#ubuntu-tv 2012-02-06
<mhall119> http://www.omgubuntu.co.uk/2012/02/were-going-to-be-building-awesome-things-ubuntu-tv-interview-with-canonicals-will-cooke/
#ubuntu-tv 2012-02-07
<ap0calypse> what happen
<ap0calypse> huh
<afspear> is 12.04 a good ubuntu version to test ubuntu tv?
#ubuntu-tv 2012-02-11
<tgm4883> So is it bad news that https://code.launchpad.net/~s-team/ubuntutv/trunk hasn't been updated since December? Or is development happening somewhere else?
<MrChrisDruif> tgm4883; did you read the mergeplan on the wiki
<MrChrisDruif> ?
<MrChrisDruif> What is that /~s-team page?
<MrChrisDruif> Name	Status	Last Modified	Last Commit
<MrChrisDruif> lp:~ubuntu-tv/+junk/Damian		Development	2012-02-08	 This branch has not been pushed to yet.

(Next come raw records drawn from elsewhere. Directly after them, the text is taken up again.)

PR #855, opened 2022-10-21
feat(backend): CIRCLES-382 API for autoplanning

hdphuong:
I hope this is what we want xD 
Status 200 success:
Screen Shot 2022-10-21 at 4 51 15 pm

Status 400 can't plan:
Screen Shot 2022-10-21 at 4 50 47 pm


backend/server/routers/planner.py
```diff
@@ -51,3 +55,23 @@ def validate_term_planner(plannerData: PlannerData):
...
+        raise HTTPException(status_code=400, detail=f"Error: {e}")
+    
+    for year in range(programTime.startTime[0], programTime.endTime[0] + 1):
+        result["plan"].append([])
+        for term in range(0, 4):
+            result["plan"][year - programTime.startTime[0]].append({})
+            for course in autoplanned:
+                print(course)
+                if course[1][0] == year and course[1][1] == term:
+                    result["plan"][year - programTime.startTime[0]][term][course[0]] = [get_course(course[0]).uoc , None]
```
Peedee2002: @gtangelo would you like the output in this format? Or would you like it differently?

backend/server/routers/utility.py
```diff
@@ -32,3 +37,13 @@ def get_core_courses(program: str, specialisations: list[str]):
             if "Major" in spec_name or "Honours" in spec_name)
          , [])
 
+
+def get_course(code: str) -> Course:
```
Peedee2002: I think we can collect this data already using `getTermsOffered` and `getCourse` from our own apis

backend/server/routers/planner.py
gtangelo: Was there any reason on why we would want to return the UOC and mark alonside the course keys? (I'm assuming the second key is for the marks but feel free to correct me). Can't think anything that we might need that for on the top of my head rn.

Either way, dont think the format matters too much since we can just change it on the FE side anyways.

Though would be good to have it same to the format as `years` field in the `plannerSlice` i.e. something like this?
```
"plan": [
  {"T0":[],"T1":["COMP1511","COMP2511"],"T2":["COMP1521"],"T3":["COMP1531"]},
  {"T0":[],"T1":["COMP3900"],"T2":["COMP2521"],"T3":["COMP3121"]},
  {"T0":[],"T1":["MATH1231"],"T2":["MATH1081"],"T3":["COMP4920"]},
  {"T0":[],"T1":["COMP3131"],"T2":[],"T3":["COMP3311"]}
]
```

gtangelo:
Also, seems a bit weird on why `courseCodes` has a nested key layer `courses` when it can be compressed to a single layer? lol Not a biggie tho

Also, what is the difference between `courseCodes.courses` vs `userData.courses` 👀 

Screen Shot 2022-10-21 at 11 26 06 pm

backend/server/routers/planner.py
hdphuong: Yup, I agree that's better, will modify this :D 
The only reason was to re-use PlannerData in model.py. But can create a new model that conforms to the years field in PlannerSlice.

backend/server/routers/utility.py
hdphuong: Yup `getTermsOffered` would be helpful.
But not sure which `getCourse` you mean as `get_course` in `courses.py` returns a Dict with stuff like `is_legacy`, `handbook_note`, which is not helpful to convert to `Course` i think.

hdphuong:
Umm `courseCodes` is already declared in `model.py`, not sure where it's originally used for but we can use a normal list there if that's easier. Also,`courseCodes.courses` are courses to plan and user.courses are courses that user has taken. Pls correct me if that's wrong @Peedee2002

backend/server/routers/utility.py
Peedee2002: Oh yea you already got the uoc some other way nvm. Then getTermsOffered is what we need to call to make this accurate. We also need the FE to give us their mark.

Peedee2002:
> Umm `courseCodes` is already declared in `model.py`, not sure where it's originally used for but we can use a normal list there if that's easier. Also,`courseCodes.courses` are courses to plan and user.courses are courses that user has taken. Pls correct me if that's wrong @Peedee2002

yup, thats correct. We don't currently actually correctly deal with lock-on of courses, but will implement that soon.

Peedee2002 (approved):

<MrChrisDruif> tgm4883; https://code.launchpad.net/~ubuntu-tv
<tgm4883> MrChrisDruif, Nope, I headed straight to the above link from the wiki
<tgm4883> somehow I missed the mergeplan
<MrChrisDruif> Doesn't the wiki link to the link I posted just now?
<MrChrisDruif> And there isn't an indication that the page exists on the main page, but it's here: https://wiki.ubuntu.com/UbuntuTV/MergePlan
<MrChrisDruif> Latest update of that page was 4 days ago
<tgm4883> MrChrisDruif, I came from https://wiki.ubuntu.com/UbuntuTV/Contributing
<tgm4883> I don't see anything linking to what you listed
<MrChrisDruif> AlanBell; ^ https://wiki.ubuntu.com/UbuntuTV/Contributing???
<MrChrisDruif> Like I said, there is no linking to that page afaik
<tgm4883> MrChrisDruif, and that contributing page is linked to from http://www.ubuntu.com/tv/contributors
<MrChrisDruif> I'm subscribed to all wiki changes to UbuntuTV and beyond...so I got it in the mail
<tgm4883> MrChrisDruif, ok, so where is this mergeplan?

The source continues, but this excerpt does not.